● Information given:
PR #6536, opened 2026-05-03
fix(wasix): Interrupt atomic waiters on signals

### LINKED ISSUE #6585: wasix: Threads get stuck on atomic waiting, even after SIGKILL
Currently the atomics waiting system is not properly integrated with signal handling in WASIX.

Threads can get stuck indefinitely when waiting on atomic notify.<br><br>This happens even for KILL signals.

theduke:
Previously threads could get stuck idefinitely , even on KILL signals,
because they would be stuck in atomic waiting.

The downside of this implementation is that it can lead to spurious
wakeups, but most data structures building on top of atomics can usually
handle these!

Closes #6585

### DIFF
--- a/lib/vm/src/instance/mod.rs
+++ b/lib/vm/src/instance/mod.rs
@@ -931,11 +931,7 @@ impl Instance {
         };
         match unsafe { memory.do_wait(dst, expected, timeout) } {
             Ok(count) => Ok(count),
-            Err(_err) => {
-                // ret is None if there is more than 2^32 waiter in queue or some other error
-                // TODO: why THIS specific trap code tho? -.-
-                Err(Trap::lib(TrapCode::TableAccessOutOfBounds))
-            }
+            Err(_err) => Err(Trap::lib(TrapCode::HostInterrupt)),
         }
     }
 
--- a/lib/wasix/src/os/task/process.rs
+++ b/lib/wasix/src/os/task/process.rs
@@ -16,7 +16,7 @@ use std::{
     time::Duration,
 };
 use tracing::trace;
-use wasmer::FunctionEnvMut;
+use wasmer::{FunctionEnvMut, SharedMemory};
 use wasmer_types::ModuleHash;
 use wasmer_wasix_types::{
     types::Signal,
@@ -179,6 +179,10 @@ pub struct WasiProcessInner {
     pub snapshot_on: HashSet<SnapshotTrigger>,
     /// Any wakers waiting on this process (for example for a checkpoint)
     pub wakers: Vec<Waker>,
+    /// If true then the process has started cleaning up
+    pub cleanup_started: bool,
+    /// Shared process memory.
+    pub memory: Option<SharedMemory>,
     /// The snapshot memory significantly reduce the amount of
     /// duplicate entries in the journal for memory that has not changed
     #[cfg(feature = "journal")]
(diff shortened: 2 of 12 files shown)


lib/wasix/src/os/task/process.rs
```diff
@@ -885,11 +897,42 @@ fn signal_process_internal(process: &LockableWasiProcessInner, signal: Signal) {
...
+    }
     for thread in guard.threads.values() {
         thread.signal(signal);
     }
 }
 
+fn should_wake_atomic_waiters_for_signal(signal: Signal) -> bool {
+    // Atomic wait wakeups are memory-wide, so only use them for signals
+    // that should interrupt or terminate execution anyway.
+    matches!(
```
Arshia001: We definitely also need SIGWAKEUP here.

lib/wasix/src/os/task/process.rs
```diff
@@ -885,11 +897,42 @@ fn signal_process_internal(process: &LockableWasiProcessInner, signal: Signal) {
...
+            | Signal::Sigint
+            | Signal::Sigstop
+            | Signal::Sigpipe
+    )
+}
+
+fn wake_atomic_waiters(process: &WasiProcessInner) {
+    let pid = process.pid;
+    if let Some(memory) = &process.memory {
+        if let Err(err) = memory.wake_all_atomic_waiters() {
```
Arshia001: Does this API both exist _and_ work properly for all backends? Or are we doing a sys-only thing here?

Arshia001 (changes requested):
LGTM overall, but this needs intergration with the linker as well (waking atomic waiters up for SIGWAKEUP and adding a test for the two things working together.) Happy to take over from here @theduke?

lib/wasix/src/os/task/process.rs
Arshia001: Eh, definitely sys-only.

lib/vm/src/instance/mod.rs
```diff
@@ -934,7 +934,7 @@ impl Instance {
             Err(_err) => {
                 // ret is None if there is more than 2^32 waiter in queue or some other error
                 // TODO: why THIS specific trap code tho? -.-
```
Arshia001: @theduke feel free to remove this piece of art from yours truly 😄

lib/wasix/src/os/task/process.rs
theduke: yeah, sys only unfortunately.

lib/wasix/src/os/task/process.rs
```diff
@@ -597,6 +603,12 @@ impl WasiProcess {
         signal_process_internal(&self.inner, signal);
     }
 
+    /// Registers the shared memory used by this process.
+    pub fn register_memory(&self, memory: SharedMemory) {
+        let mut inner = self.inner.0.lock().unwrap();
+        inner.memory = Some(memory);
+    }
```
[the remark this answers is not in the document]
theduke: Handled properly now.

lib/wasix/src/os/task/process.rs
```diff
@@ -885,11 +913,49 @@ fn signal_process_internal(process: &LockableWasiProcessInner, signal: Signal) {
     }
 
     // Otherwise just send the signal to all the threads
+    wake_atomic_waiters(&guard, signal);
     for thread in guard.threads.values() {
         thread.signal(signal);
     }
 }
 
+fn wake_atomic_waiters(process: &WasiProcessInner, signal: Signal) {
```
Arshia001, line 922: This function only ever does useful things for SIGKILL, so we should eliminate all the other cases.

Arshia001 (approved):
Added one comment which needs to be addressed, LGTM otherwise. Approving already.

theduke:
We decided to scope the changes here and only handle SIGKILL for now, since we have low trust in this being useful for other signals.

PR #6547, opened 2026-05-04
Fix append + Seek and support of writing beyond EOF

### LINKED ISSUE #6543: ftruncate followed by write past new EOF writes at the wrong offset
`ftruncate()` does not change the file offset, so if the offset was 17 and the file is truncated to 0, the next write should create a sparse file with zeroes before the written byte. Wasmer instead writes the byte at the beginning and the file reads back as length 1.

```c
#include <fcntl.h>
#include <stdio.h>
#include <unistd.h>

int main() {
    int fd = open("x", O_CREAT | O_RDWR, 0666);
    write(fd, "12345678901234567", 17);
    ftruncate(fd, 0);
    write(fd, "Z", 1);
    lseek(fd, 0, SEEK_SET);
    unsigned char b[32] = {0};
    int n = read(fd, b, sizeof(b));
    printf("n=%d hex=", n);
    for (int i = 0; i < n; i++) printf("%02x", b[i]);
    printf("\n");
}
```

Native
```
n=18 hex=00000000000000000000000000000000005a
```

wasmer
```
n=1 hex=5a
```

Related to the https://github.com/wasmerio/wasmer/issues/6542, but different as it requires sparse file support fix

artemyarulin:
DEPENDS ON https://github.com/wasmerio/wasmer/pull/6545 and could be merged (rebased) only after that.

## Append + Seek

`mem_fs` treated `O_APPEND` as if seeking was disabled for the descriptor. I assume that came from reading the POSIX/Linux `O_APPEND` wording too broadly: the spec says the file offset is moved to `EOF` before each `write()`, but it does not make `lseek()` a no-op. The expected behavior is that `lseek()` still updates the descriptor offset for reads/tells, while writes on an append-mode descriptor are still performed at EOF.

● Task:
How many lines in the records contain the string "TODO"? Give the number by itself.

● Solution for this problem:
2